** The task **
Keyword search on "update": report each line of the records that contains it.

Segment Open

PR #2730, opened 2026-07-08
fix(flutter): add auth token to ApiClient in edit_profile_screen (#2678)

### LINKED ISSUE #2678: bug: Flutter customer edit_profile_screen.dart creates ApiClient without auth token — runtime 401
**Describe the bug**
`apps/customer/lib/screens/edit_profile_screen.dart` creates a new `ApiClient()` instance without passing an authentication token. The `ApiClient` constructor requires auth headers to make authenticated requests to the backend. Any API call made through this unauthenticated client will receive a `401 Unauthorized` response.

Segment Closed
Segment Open

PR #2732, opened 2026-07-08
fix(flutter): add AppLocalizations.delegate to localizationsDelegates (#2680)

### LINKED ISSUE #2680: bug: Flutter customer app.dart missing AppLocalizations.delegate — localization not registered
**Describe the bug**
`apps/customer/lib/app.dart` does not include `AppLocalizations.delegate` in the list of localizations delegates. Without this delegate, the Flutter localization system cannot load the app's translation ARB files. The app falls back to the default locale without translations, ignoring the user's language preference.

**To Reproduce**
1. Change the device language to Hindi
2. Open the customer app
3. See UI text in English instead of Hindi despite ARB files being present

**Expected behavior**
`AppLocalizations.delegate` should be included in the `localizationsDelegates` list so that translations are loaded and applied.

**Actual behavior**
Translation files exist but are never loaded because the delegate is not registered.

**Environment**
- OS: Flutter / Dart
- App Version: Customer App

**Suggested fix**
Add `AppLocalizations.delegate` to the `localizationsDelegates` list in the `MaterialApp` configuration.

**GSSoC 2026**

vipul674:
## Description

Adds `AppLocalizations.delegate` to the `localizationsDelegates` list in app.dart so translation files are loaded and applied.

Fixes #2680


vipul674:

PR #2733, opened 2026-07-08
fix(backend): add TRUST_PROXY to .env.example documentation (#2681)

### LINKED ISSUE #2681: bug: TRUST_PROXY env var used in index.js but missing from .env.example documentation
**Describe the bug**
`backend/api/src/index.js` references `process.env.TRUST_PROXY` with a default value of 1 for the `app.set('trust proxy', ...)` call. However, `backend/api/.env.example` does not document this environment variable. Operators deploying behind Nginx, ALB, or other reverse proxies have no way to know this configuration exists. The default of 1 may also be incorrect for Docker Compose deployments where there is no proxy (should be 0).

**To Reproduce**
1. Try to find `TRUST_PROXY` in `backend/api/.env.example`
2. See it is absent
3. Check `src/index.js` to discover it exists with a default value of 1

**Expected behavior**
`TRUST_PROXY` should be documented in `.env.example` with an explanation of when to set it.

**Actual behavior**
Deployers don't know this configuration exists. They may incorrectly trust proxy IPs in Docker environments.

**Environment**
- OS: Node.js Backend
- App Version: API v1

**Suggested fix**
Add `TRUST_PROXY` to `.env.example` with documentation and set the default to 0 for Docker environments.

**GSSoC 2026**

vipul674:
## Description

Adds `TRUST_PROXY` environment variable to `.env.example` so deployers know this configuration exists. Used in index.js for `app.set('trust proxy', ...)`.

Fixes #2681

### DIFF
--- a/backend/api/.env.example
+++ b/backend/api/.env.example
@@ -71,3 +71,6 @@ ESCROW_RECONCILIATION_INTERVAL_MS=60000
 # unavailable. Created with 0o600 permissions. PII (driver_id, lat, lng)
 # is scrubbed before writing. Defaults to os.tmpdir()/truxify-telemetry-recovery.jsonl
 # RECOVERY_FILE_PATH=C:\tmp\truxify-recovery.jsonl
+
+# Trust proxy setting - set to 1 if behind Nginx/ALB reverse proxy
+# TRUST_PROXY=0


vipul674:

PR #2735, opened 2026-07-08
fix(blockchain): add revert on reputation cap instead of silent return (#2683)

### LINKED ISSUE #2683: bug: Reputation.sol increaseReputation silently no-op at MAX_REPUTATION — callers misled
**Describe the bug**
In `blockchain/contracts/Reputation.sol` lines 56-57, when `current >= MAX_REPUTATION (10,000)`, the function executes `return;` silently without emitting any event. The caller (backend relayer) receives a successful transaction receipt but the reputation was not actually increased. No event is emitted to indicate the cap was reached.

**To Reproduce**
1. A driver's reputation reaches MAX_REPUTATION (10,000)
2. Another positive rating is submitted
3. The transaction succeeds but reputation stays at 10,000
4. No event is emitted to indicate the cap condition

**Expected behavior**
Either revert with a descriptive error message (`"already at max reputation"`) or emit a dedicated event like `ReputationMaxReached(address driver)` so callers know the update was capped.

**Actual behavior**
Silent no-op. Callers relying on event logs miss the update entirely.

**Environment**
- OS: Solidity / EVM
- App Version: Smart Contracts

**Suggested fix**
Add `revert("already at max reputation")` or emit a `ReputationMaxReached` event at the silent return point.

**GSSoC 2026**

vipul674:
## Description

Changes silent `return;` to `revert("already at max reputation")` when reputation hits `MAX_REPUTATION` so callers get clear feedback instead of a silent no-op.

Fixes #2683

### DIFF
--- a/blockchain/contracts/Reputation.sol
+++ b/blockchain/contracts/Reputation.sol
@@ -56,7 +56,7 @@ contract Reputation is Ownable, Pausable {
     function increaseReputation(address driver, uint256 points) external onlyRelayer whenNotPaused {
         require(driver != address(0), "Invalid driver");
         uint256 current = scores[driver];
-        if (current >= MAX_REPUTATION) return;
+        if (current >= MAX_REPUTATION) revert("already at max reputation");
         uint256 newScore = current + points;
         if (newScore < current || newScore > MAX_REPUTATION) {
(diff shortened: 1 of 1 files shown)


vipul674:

Segment Closed
Segment Open

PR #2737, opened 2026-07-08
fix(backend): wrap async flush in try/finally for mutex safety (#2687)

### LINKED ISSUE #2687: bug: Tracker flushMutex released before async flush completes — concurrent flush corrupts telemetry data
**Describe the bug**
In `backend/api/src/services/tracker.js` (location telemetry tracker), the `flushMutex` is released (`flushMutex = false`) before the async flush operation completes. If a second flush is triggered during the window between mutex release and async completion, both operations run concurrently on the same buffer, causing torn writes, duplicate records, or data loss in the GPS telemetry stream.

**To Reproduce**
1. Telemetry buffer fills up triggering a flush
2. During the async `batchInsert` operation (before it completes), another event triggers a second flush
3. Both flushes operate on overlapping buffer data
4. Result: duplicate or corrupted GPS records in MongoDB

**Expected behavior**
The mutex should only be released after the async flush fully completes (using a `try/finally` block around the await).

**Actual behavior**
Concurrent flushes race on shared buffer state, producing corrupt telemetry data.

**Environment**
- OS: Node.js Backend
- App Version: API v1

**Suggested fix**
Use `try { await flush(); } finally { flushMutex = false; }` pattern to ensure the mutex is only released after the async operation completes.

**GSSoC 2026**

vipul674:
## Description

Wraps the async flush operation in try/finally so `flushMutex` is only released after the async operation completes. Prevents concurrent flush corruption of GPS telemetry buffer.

Segment Closed

** Answer below **
Either revert with a descriptive error message (`"already at max reputation"`) or emit a dedicated event like `ReputationMaxReached(address driver)` so callers know the update was capped.
Silent no-op. Callers relying on event logs miss the update entirely.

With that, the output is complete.